» **WORK ITEM**: Needed from the data below: all lines that contain the word "which".

[Data items]
━━━━━━━━━━━━━━━━━━━━

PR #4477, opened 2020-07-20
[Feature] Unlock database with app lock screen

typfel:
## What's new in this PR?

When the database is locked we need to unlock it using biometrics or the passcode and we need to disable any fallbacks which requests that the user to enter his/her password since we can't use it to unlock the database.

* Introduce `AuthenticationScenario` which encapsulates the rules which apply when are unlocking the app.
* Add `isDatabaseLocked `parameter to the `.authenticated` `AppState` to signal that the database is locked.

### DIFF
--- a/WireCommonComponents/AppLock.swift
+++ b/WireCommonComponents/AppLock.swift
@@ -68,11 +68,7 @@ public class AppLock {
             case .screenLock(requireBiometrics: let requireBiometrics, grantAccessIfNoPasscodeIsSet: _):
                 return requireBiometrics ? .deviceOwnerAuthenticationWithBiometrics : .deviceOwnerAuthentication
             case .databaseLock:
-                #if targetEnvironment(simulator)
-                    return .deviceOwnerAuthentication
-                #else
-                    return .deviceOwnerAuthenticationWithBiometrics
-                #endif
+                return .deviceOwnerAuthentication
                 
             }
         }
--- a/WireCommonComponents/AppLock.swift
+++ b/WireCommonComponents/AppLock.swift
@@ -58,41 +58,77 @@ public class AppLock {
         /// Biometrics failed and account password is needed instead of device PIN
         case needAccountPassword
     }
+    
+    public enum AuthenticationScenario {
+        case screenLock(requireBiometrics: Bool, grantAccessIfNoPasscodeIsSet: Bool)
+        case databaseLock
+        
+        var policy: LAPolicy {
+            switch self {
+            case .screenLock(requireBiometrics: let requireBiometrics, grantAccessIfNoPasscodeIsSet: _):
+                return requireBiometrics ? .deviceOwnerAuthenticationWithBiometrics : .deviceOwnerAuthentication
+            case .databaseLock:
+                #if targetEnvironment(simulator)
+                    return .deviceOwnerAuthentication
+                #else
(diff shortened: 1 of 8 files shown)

━━━━━━━━━━━━━━━━━━━━

» **WRITTEN REPLY**:
When the database is locked we need to unlock it using biometrics or the passcode and we need to disable any fallbacks which requests that the user to enter his/her password since we can't use it to unlock the database.
* Introduce `AuthenticationScenario` which encapsulates the rules which apply when are unlocking the app.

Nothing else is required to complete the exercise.